## Work item
A single number is the answer: the count of lines in the records that hold the word "here".

## Supplied information
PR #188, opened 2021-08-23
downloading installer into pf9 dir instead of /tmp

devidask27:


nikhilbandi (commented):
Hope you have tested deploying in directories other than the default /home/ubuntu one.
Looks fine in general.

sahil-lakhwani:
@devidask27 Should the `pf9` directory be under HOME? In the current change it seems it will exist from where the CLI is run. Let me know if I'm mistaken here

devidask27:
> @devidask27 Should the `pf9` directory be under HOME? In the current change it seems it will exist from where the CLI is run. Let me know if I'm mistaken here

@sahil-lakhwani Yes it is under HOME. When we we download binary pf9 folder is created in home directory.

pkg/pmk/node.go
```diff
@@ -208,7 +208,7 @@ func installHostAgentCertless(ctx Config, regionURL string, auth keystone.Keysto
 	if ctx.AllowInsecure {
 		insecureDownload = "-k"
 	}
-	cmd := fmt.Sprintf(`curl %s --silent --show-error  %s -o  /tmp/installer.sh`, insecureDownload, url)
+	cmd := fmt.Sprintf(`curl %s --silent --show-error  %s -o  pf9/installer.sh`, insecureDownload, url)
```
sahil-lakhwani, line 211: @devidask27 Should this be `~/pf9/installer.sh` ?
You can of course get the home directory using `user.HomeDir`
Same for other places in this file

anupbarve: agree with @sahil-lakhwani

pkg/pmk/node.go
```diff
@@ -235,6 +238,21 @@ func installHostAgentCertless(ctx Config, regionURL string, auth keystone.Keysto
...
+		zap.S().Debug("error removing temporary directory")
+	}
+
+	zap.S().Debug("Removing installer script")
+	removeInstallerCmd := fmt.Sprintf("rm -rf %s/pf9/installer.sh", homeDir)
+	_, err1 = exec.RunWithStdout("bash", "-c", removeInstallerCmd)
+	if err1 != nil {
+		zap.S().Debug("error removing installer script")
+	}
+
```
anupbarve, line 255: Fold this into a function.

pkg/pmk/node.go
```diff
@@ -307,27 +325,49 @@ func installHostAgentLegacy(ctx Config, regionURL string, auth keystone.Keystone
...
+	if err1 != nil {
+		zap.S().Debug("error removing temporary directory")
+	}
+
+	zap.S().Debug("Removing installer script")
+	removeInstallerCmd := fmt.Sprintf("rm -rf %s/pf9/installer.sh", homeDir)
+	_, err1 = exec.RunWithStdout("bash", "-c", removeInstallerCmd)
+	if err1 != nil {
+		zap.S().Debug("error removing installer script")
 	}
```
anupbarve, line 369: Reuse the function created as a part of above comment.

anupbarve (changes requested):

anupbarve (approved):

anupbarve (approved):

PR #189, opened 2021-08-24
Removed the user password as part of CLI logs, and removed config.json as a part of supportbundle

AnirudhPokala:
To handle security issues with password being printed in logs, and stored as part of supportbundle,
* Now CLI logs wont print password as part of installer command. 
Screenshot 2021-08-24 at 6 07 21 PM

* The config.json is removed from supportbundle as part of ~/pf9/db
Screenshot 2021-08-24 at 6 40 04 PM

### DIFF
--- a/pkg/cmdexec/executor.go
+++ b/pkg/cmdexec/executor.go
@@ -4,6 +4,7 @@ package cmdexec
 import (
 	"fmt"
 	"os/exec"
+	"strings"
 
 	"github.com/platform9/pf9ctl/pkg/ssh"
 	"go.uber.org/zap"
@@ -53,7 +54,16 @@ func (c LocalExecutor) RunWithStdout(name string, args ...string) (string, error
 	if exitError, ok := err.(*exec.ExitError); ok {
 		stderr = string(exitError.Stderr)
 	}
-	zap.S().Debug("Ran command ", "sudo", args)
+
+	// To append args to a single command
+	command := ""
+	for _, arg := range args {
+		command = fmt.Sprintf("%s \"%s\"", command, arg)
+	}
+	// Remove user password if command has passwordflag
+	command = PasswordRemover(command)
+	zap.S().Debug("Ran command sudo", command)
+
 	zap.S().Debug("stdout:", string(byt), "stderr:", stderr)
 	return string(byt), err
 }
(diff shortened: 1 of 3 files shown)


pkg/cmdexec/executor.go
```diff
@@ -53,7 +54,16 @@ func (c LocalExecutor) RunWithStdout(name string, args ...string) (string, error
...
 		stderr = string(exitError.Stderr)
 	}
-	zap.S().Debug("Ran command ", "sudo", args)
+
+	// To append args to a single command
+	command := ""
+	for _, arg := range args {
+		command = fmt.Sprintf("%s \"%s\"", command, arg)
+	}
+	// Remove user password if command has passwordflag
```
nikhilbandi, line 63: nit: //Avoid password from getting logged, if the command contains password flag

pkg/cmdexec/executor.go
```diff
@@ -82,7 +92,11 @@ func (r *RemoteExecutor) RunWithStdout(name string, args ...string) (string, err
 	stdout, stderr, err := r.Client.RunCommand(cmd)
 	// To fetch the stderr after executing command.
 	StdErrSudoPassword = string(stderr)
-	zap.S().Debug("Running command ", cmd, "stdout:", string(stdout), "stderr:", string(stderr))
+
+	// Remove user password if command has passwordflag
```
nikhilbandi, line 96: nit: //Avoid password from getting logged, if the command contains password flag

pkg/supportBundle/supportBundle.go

## Result of the task
2